> **EXERCISE DETAILS**: Only lines containing the string "Jhsmit" belong in the answer; find them in the records and copy them.

:: PROVIDED DATA ::

PR #5414, opened 2022-09-01
WIP: Ensure rectilinear rasters support geometry selections

philippjfr:
Somewhat hacky fix to ensure that:

- `Image` correctly implements dim expression selections
- Geometry selections work on rectilinear coordinates

### DIFF
--- a/holoviews/core/data/xarray.py
+++ b/holoviews/core/data/xarray.py
@@ -422,6 +422,10 @@ class XArrayInterface(GridInterface):
             return data.T.flatten() if flat and not keep_index else data
         elif expanded:
             data = cls.coords(dataset, dim.name, expanded=True)
+            if keep_index:
+                da = dataset.data[dataset.vdims[0].name].copy().rename(dim.name)
+                da.data[:] = data
+                return da
             return data.T.flatten() if flat else data
         else:
             if keep_index:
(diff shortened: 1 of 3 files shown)


holoviews/core/data/xarray.py
```diff
@@ -422,6 +422,10 @@ def values(cls, dataset, dim, expanded=True, flat=True, compute=True, keep_index
             return data.T.flatten() if flat and not keep_index else data
         elif expanded:
             data = cls.coords(dataset, dim.name, expanded=True)
+            if keep_index:
+                da = dataset.data[dataset.vdims[0].name].copy().rename(dim.name)
+                da.data[:] = data
+                return da
```
philippjfr, line 428: Need to find a better solution here. This basically ensures that `keep_index` + `expanded` returns a 2D coordinate array even for a rectilinear (i.e. 1D coordinate) array. This implementation does not handle:

- packed vdims
- dask backed value arrays

holoviews/element/selection.py
```diff
@@ -73,7 +73,7 @@ def spatial_select_gridded(xvals, yvals, geometry):
         target = Image((xs, ys, np.empty(ys.shape+xs.shape)))
         poly = Polygons([geometry])
         mask = rasterize(poly, target=target, dynamic=False, aggregator='any')
-        return mask.dimension_values(2, flat=False)
+        return mask.interface.values(mask, mask.vdims[0], keep_index=True)
     else:
         mask = spatial_select_columnar(xvals.flatten(), yvals.flatten(), geometry)
         return mask.reshape(xvals.shape)
```
philippjfr, line 79: This branch should also ensure that the mask that is returned is still an xarray object if the input is an xarray object.

PR #5452, opened 2022-09-19
Return `decimate` samples in order

### LINKED ISSUE #5451: Interpolated charts (Curve, Area, etc) plot data in the provided order, but decimate unsorts data
| Library | Version |
| -- | -- |
| python | 3.9.13 |
| holoviews | 1.15.0 |
| bokeh | 2.4.3 |
| pandas | 1.4.4 |
| numpy | 1.23.3 |

I should be able to decimate Curve/Area charts the same way I can decimate scatter charts.  Decimating interpolated charts currently results in garbled output.

```python
import numpy as np
import pandas as pd
import holoviews as hv

hv.extension('bokeh')
x = np.linspace(0, 10, 100)
y1 = np.sin(x)
y2 = np.cos(x)

table = hv.Table((x, y1, y2), 'x', ['y1', 'y2'])
hv.Area(table)  # See Figure 1

---------------------------

from holoviews.operation import decimate
decimate(hv.Area(table), max_samples = 50)  # See Figure 2
```

Figure 1
image

Figure 2
image

ddrinka:
Closes #5451
The Area chart type does not function properly with out-of-order data. When sampling for `decimate` results, return data in the original order.

### DIFF
--- a/holoviews/operation/element.py
+++ b/holoviews/operation/element.py
@@ -909,7 +909,8 @@ class decimate(Operation):
 
         if len(sliced) > self.p.max_samples:
             prng = np.random.RandomState(self.p.random_seed)
-            return sliced.iloc[prng.choice(len(sliced), self.p.max_samples, False)]
+            choice = prng.choice(len(sliced), self.p.max_samples, False)
+            return sliced.iloc[np.sort(choice)]
         return sliced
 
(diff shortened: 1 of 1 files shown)


Hoxbro:
Thank you for the issue and the fix.

The abstract decimate plot is now a thing of the past!

PR #5455, opened 2022-09-24
Faster hashing for arrays and pandas objects

philippjfr:
Our hashing implementations for arrays and pandas objects were both horrifically slow. Here we use the approach also used by Panel and Streamlit which is to sample 1m values and then hashing that. The chance of collisions is still vanishingly small and for a 2500 x 2500 array this approach is about 35x faster (7 seconds -> 200 milliseconds).

Fixes https://github.com/holoviz/panel/issues/3874

### DIFF
--- a/holoviews/core/util.py
+++ b/holoviews/core/util.py
@@ -1,9 +1,11 @@
 import sys, warnings, operator
 import builtins as builtins   # noqa (compatibility)
+import hashlib
 import json
 import time
 import types
 import numbers
+import pickle
 import inspect
 import itertools
 import string
@@ -39,6 +41,11 @@ arraylike_types = (np.ndarray,)
 masked_types = ()
 
 anonymous_dimension_label = '_'
+
+_NP_SIZE_LARGE = 1_000_000
+_NP_SAMPLE_SIZE = 1_000_000
+_PANDAS_ROWS_LARGE = 1_000_000
+_PANDAS_SAMPLE_SIZE = 1_000_000
 
 pandas_version = LooseVersion(pd.__version__)
 try:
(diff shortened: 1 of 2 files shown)


philippjfr:
Okay, I'll add some tests when I get a chance.

jlstevens:
As there are some pathological cases where this may fail (e.g. a giant zero array with a single value in one place) is there any way we could at least document what failure looks like (even if it is only developer docs)?

jlstevens:
As I'm planning to merge this for the imminent minor release, I will mention this in the release notes. Hopefully, you can add a few tests before the release, if not nevermind and we will merge anyway!

philippjfr:
Thanks @Jhsmit. The problem is that we also need to handle 10 or 100s of millions of rows performantly and sampling is the only way to do so performantly. Completely avoiding cash collisions when there's sampling involved is impossible so I was just hoping to reduce it a little more.

Jhsmit:
I got the need for the subsampling, not sure if we understand eachtother but the point is that the use of `.sum()` that can give problems.

The issue is that `hash_pandas_object` calculates integer hashes per row in the dataframe, thus by summing up this result you get identical hashes if you change the order of the rows.


```python
np.random.seed(43)
df = pd.DataFrame(np.random.rand(10, 2))
b"%s" % pd.util.hash_pandas_object(df).sum()

>>> b'\x1f\x95$`\xe2\xa2y\xb7'
```

```python

df_sorted = df.sort_values([0])

b"%s" % pd.util.hash_pandas_object(df_sorted ).sum()

 >>> b'\x1f\x95$`\xe2\xa2y\xb7'
```

Although they are very different dataframes. But instead of sum just update the hash with the next value, the hashes are different:

```python
h = hashlib.new("md5")
for val in pd.util.hash_pandas_object(df):
    h.update(str(val).encode("UTF-8"))
h.hexdigest()

>>> '7fc844625ab097d980f13778233ccc56'
```

```python
h = hashlib.new("md5")
for val in pd.util.hash_pandas_object(df_sorted ):
    h.update(str(val).encode("UTF-8"))
h.hexdigest()
>>> '5684f7e2e039c879f7234774bc0e9585"
```

While the performance is the same.

philippjfr:
Ah sorry, my fault. I had originally been thinking about a separate suggestion of adding column sums of the unsampled dataframe to reduce the pathological cases but I now notice I only ever mentioned that on the internal slack. Only just noticed that the implementation here also uses `.sum()`. I'll use your version now.

PR #5457, opened 2022-09-28
Revert "Raising DataError when passing DataFrame with int columns to Dataset"

Hoxbro:
Reverts holoviz/holoviews#5354

As it is a breaking change. It will be reverted and added in `1.16` or `2.0` (whatever comes first). 

For now, a warning will be given when using a DataFrame with integers as column names.


jlstevens:
Looks good to me! Ready to merge @Hoxbro ?

PR #5460, opened 2022-09-28
Use colorcet register_cmap

Hoxbro:
When https://github.com/holoviz/colorcet/pull/90 is merged and released, it will remove the DeprecationWarning.

### DIFF
--- a/holoviews/plotting/mpl/__init__.py
+++ b/holoviews/plotting/mpl/__init__.py
@@ -2,9 +2,8 @@ import os
 
 from matplotlib import rc_params_from_file
 from matplotlib.colors import ListedColormap, LinearSegmentedColormap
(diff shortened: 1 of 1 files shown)


philippjfr:
Either need to have a fallback or need to pin the new version of colorcet.

Hoxbro:
The `register_cmap` function has been in colorcet as a "normal" matplotlib import for a long time, and the updated `register_cmap` function added in https://github.com/holoviz/colorcet/pull/90 should be backward compatible.  So I don't think a pin is necessary, but correct me if I'm wrong.

philippjfr:
Ah did not know it was already there before the version. Ignore me then.

jlstevens:
Colorcet has now been released with that PR merged there. Merging here too, thanks!

PR #5467, opened 2022-10-03
CI: pin pydata-sphinx-theme to 0.9.0

maximlt:
pydata-sphinx-theme 0.10.1 doesn't support usage of `self` in a toc. Pinning it for now.


maximlt:
Merging as the docs workflow passed.

PR #5472, opened 2022-10-06
Upgrade warning and set stacklevel to first file outside holoviews

Hoxbro:
The warning will now emit a FutureWarning in a notebook. 

I found a way to determine the first stack level outside holoviews, hopefully making it easier to understand.

image

### DIFF
--- a/holoviews/core/data/pandas.py
+++ b/holoviews/core/data/pandas.py
@@ -1,11 +1,7 @@
-import os
-import inspect
-from functools import lru_cache
-from warnings import warn
-
 import numpy as np
 import pandas as pd
 
+from ...util._exception import deprecation_warning
 from .interface import Interface, DataError
 from ..dimension import dimension_name
 from ..element import Element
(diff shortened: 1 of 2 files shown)


jlstevens:
Happy to see this merged!

holoviews/core/data/pandas.py
```diff
@@ -16,7 +18,27 @@
 @lru_cache(maxsize=None)
 def deprecation_warning(msg):
```
maximlt, line 19: If this function can be reused elsewhere, then let's make it a general shared utility?

holoviews/core/data/pandas.py
```diff
@@ -16,7 +18,27 @@
 @lru_cache(maxsize=None)
```
maximlt, line 18: Wondering if this is actually needed. Aren't warnings generally just shown once? [Python docs](https://docs.python.org/3.10/library/warnings.html) says that "Repetitions of a particular warning for the same source location are typically suppressed.".

holoviews/core/data/pandas.py
```diff
@@ -16,7 +18,27 @@
...
+    stacklevel = 1
+    while frame:
+        fname = inspect.getfile(frame)
+        if (fname.startswith(pkg_dir) or fname.startswith(param_dir)) and not fname.startswith(test_dir):
+            frame = frame.f_back
+            stacklevel += 1
+        else:
+            break
+
+    warn(msg, FutureWarning, stacklevel=stacklevel)
```
maximlt, line 41: 👍

holoviews/core/data/pandas.py
Hoxbro: `lru_cache` can be removed. 

The main reason for it being there (in my mind at least) is not to "spam" `hvplot` users (example without no `lru_cache`):
image

All these spams arise because it is a new location for each call. If the location is the same, the warning will only be raised once instead of ten times.
 
image

maximlt: Let's keep it then, that looks horrible otherwise!

holoviews/core/data/pandas.py
Hoxbro: I actually tried adding it to `holoviews.utils.__init__.py` but got `ImportError: cannot import name 'deprecation_warning' from partially initialized module 'holoviews.util' (most likely due to a circular import)`, which is why it stayed in the file (until now).

PR #5729, opened 2023-05-26
Add enable_mathjax and set it and inline to False

Hoxbro:
Follow up to https://github.com/holoviz/panel/pull/4895 and implements https://github.com/holoviz/holoviews/issues/5730


philippjfr (approved):
LGTM!

PR #5744, opened 2023-06-06
Work with non-gridded xarray dataset

hoxbro:
Attempt at supporting request in https://github.com/holoviz/hvplot/issues/1080.

This is very much still work-in-progress.

### DIFF
--- a/holoviews/core/data/xarray.py
+++ b/holoviews/core/data/xarray.py
@@ -186,7 +186,7 @@ class XArrayInterface(GridInterface):
             data = xr.DataArray(value_array, coords=coords, **xr_kwargs)
         else:
             arrays = {}
-            for dim in kdims + vdims:
+            for dim in vdims:
                 arr = data[dim.name]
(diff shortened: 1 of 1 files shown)


Hoxbro:
My basic thought process is to treat data with empty `vdims`  as tabular data, which makes it possible to do the following: 

``` python
import holoviews as hv
import numpy as np
import xarray as xr

hv.extension("bokeh")

ds = xr.Dataset(
    data_vars={
        "lat": ("trajectory", np.linspace(30, 35, 15)),
        "lon": ("trajectory", np.linspace(16, 20, 15)),
        "example": ("trajectory", np.linspace(16, 20, 15)),
    },
    coords={"trajectory": np.arange(15)},
)

hv.Dataset(ds, kdims=["lat", "lon"], vdims=[]).to(hv.Points)  
```

image

And when not setting `vdims` to an empty list we get this (`hv.Dataset(ds, kdims=["lat", "lon"]).to(hv.Points)`):
image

:::

> **RESULT BELOW**:
Thanks @Jhsmit. The problem is that we also need to handle 10 or 100s of millions of rows performantly and sampling is the only way to do so performantly. Completely avoiding cash collisions when there's sampling involved is impossible so I was just hoping to reduce it a little more.
Jhsmit:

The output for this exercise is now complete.